• _Task statement_: What do the lines say from the start of the entries through the one containing "Maybe it's debatable"? Repeat them exactly.

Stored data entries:
PR #7511, opened 2022-08-08
Thread.listenForLoadChanges only calls Session.listenForLoadChanges once

bvaughn:
So long as `Thread.listenForLoadChanges` exists (and seems to be the preferred way to add listeners for `client.Session.addLoadedRegionsListener`) then it should avoid calling `client.Session.listenForLoadChanges` unnecessarily and it should avoid triggering previously added listeners each time a new listener is added.

---

```js
app.threadFront.listenForLoadChanges((...args) => {
  console.log("load changes 1", ...args);
});

setTimeout(() => {
  app.threadFront.listenForLoadChanges((...args) => {
    console.log("load changes 2", ...args);
  });
}, 1000);

setTimeout(() => {
  app.threadFront.listenForLoadChanges((...args) => {
    console.log("load changes 3", ...args);
  });
}, 2000);
```

### Before
```
load changes 1 {loaded: Array(1), loading: Array(1), indexed: Array(1)}

load changes 1 {loaded: Array(1), loading: Array(1), indexed: Array(1)}
load changes 2 {loaded: Array(1), loading: Array(1), indexed: Array(1)}

load changes 1 {loaded: Array(1), loading: Array(1), indexed: Array(1)}
load changes 2 {loaded: Array(1), loading: Array(1), indexed: Array(1)}
load changes 3 {loaded: Array(1), loading: Array(1), indexed: Array(1)}
```

### After
```
load changes 1 {loaded: Array(1), loading: Array(1), indexed: Array(1)}

load changes 2 {loaded: Array(1), loading: Array(1), indexed: Array(1)}

load changes 3 {loaded: Array(1), loading: Array(1), indexed: Array(1)}
```

---

Maybe it's debatable how much value `ThreadFront` is providing in cases like this, but as long as it exists and seems to be the preferred way to interact with APIs like this...I guess this is a net positive change?

### DIFF
--- a/packages/protocol/thread/thread.ts
+++ b/packages/protocol/thread/thread.ts
@@ -38,7 +38,6 @@ import {
   responseBodyData,
   requestBodyData,
   findAnnotationsResult,
-  getHitCountsParameters,
   Frame,
   PointRange,
   TimeRange,
@@ -312,9 +311,7 @@ class _ThreadFront {
       client.Session.addLoadedRegionsListener((loadedRegions: LoadedRegions) => {
         this._mostRecentLoadedRegions = loadedRegions;
 
-        if (loadedRegions.loading) {
-          this.loadingHasBegun.resolve();
-        }
+        this.loadingHasBegun.resolve();
 
         this._loadedRegionsListeners.forEach(callback => callback(loadedRegions));
       });
--- a/packages/protocol/thread/thread.ts
+++ b/packages/protocol/thread/thread.ts
@@ -29,7 +29,7 @@ import {
   SourceLocation,
   TimeStamp,
   unprocessedRegions,
-  loadedRegions,
+  loadedRegions as LoadedRegions,
   SameLineSourceLocations,
   RequestEventInfo,
   RequestInfo,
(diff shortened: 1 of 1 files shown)


packages/protocol/thread/thread.ts
```diff
@@ -296,17 +297,34 @@ class _ThreadFront {
...
+
+    if (!this._listeningForLoadChanges) {
+      this._listeningForLoadChanges = true;
+
+      const sessionId = await this.waitForSession();
+
+      client.Session.addLoadedRegionsListener((loadedRegions: LoadedRegions) => {
+        this._mostRecentLoadedRegions = loadedRegions;
+
+        if (loadedRegions.loading) {
```
loganfsmyth, line 315: I realize this is existing logic, but just to mention it...I think this is always `true`, since `loading` is just an array.

loganfsmyth (approved):

markerikson (approved):

packages/protocol/thread/thread.ts
bvaughn: Ooo ok good point! I'll clean that up too then while I'm in here.

PR #7512, opened 2022-08-08
Socket.removeEventListener() supports (optional) explicit handler param

bvaughn:
The generated `@replayio/protocol` client will soon pass a callback param to both `addEventListener` and `removeEventListener` params to enable multiple listeners to be attached per event type. The `Socket` class in the frontend should take advantage of this then and only remove all listeners for a type in the event that no callback param is included.

Depending on the timing of this PR (and BAC-2052) we might be able to update the `@replayio/protocol` dependency to `0.31.1` and remove the undefined param check.

### DIFF
--- a/packages/protocol/socket.ts
+++ b/packages/protocol/socket.ts
@@ -290,13 +290,38 @@ export function addEventListener<M extends EventMethods>(
   }
 }
 
-// TODO This method should have the same signature as addEventListener.
-// It should only remove a specific event handler.
-export function removeEventListener<M extends EventMethods>(event: M) {
-  gEventListeners.delete(event);
+export function removeEventListener<M extends EventMethods>(
+  event: M,
+  handler?: (params: EventParams<M>) => void
+) {
+  switch (event) {
+    case "Analysis.analysisPoints":
+    case "Analysis.analysisResult": {
+      gEventListeners.delete(event);
+      break;
+    }
+    default: {
+      if (handler != null) {
+        const handlers = gEventToCallbacksMap.get(event);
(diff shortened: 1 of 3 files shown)


packages/protocol/socket.ts
```diff
@@ -290,13 +290,38 @@ export function addEventListener<M extends EventMethods>(
...
+export function removeEventListener<M extends EventMethods>(
+  event: M,
+  handler?: (params: EventParams<M>) => void
+) {
+  switch (event) {
+    case "Analysis.analysisPoints":
+    case "Analysis.analysisResult": {
+      gEventListeners.delete(event);
+      break;
+    }
```
bvaughn, line 302: I'm kind of afraid to touch the special casing around analysis stuff because I haven't dug in enough to understand it, so for now I'm leaving its behavior as-is.

packages/protocol/socket.ts
```diff
@@ -290,13 +290,38 @@ export function addEventListener<M extends EventMethods>(
...
+        if (handlers == null || handlers.length === 0) {
+          gEventListeners.delete(event);
+        }
+      } else {
+        gEventListeners.delete(event);
+
+        if (gEventToCallbacksMap.has(event)) {
+          gEventToCallbacksMap.delete(event);
+        }
+      }
```
bvaughn, line 322: Once we update the `@replayio/protocol` package, we can remove this fallback path and mark the param as required.

markerikson (approved):

hbenl (approved):

PR #7513, opened 2022-08-08
Kill `RulesView`

markerikson:
This PR:

- Rewrites `reducers/rules` to use RTK
  - Rewrote reducer to use `createSlice`
  - Moved rules state typedefs into the reducer
  - Deleted dead actions
- Removes dead fields from `RulesView` and `ElementStyle`
- Actually kills `RulesView`, using the same patterns as the other inspector conversions
  - selection listening is now done in `inspector/rules/actions/rules`
  - that file loads the element style data and dispatches actions


jasonLaster (approved):
This is much simpler!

• _Answer section_:
PR #7511, opened 2022-08-08
Thread.listenForLoadChanges only calls Session.listenForLoadChanges once

bvaughn:
So long as `Thread.listenForLoadChanges` exists (and seems to be the preferred way to add listeners for `client.Session.addLoadedRegionsListener`) then it should avoid calling `client.Session.listenForLoadChanges` unnecessarily and it should avoid triggering previously added listeners each time a new listener is added.

---

```js
app.threadFront.listenForLoadChanges((...args) => {
  console.log("load changes 1", ...args);
});

setTimeout(() => {
  app.threadFront.listenForLoadChanges((...args) => {
    console.log("load changes 2", ...args);
  });
}, 1000);

setTimeout(() => {
  app.threadFront.listenForLoadChanges((...args) => {
    console.log("load changes 3", ...args);
  });
}, 2000);
```

### Before
```
load changes 1 {loaded: Array(1), loading: Array(1), indexed: Array(1)}

load changes 1 {loaded: Array(1), loading: Array(1), indexed: Array(1)}
load changes 2 {loaded: Array(1), loading: Array(1), indexed: Array(1)}

load changes 1 {loaded: Array(1), loading: Array(1), indexed: Array(1)}
load changes 2 {loaded: Array(1), loading: Array(1), indexed: Array(1)}
load changes 3 {loaded: Array(1), loading: Array(1), indexed: Array(1)}
```

### After
```
load changes 1 {loaded: Array(1), loading: Array(1), indexed: Array(1)}

load changes 2 {loaded: Array(1), loading: Array(1), indexed: Array(1)}

load changes 3 {loaded: Array(1), loading: Array(1), indexed: Array(1)}
```

---

Maybe it's debatable how much value `ThreadFront` is providing in cases like this, but as long as it exists and seems to be the preferred way to interact with APIs like this...I guess this is a net positive change?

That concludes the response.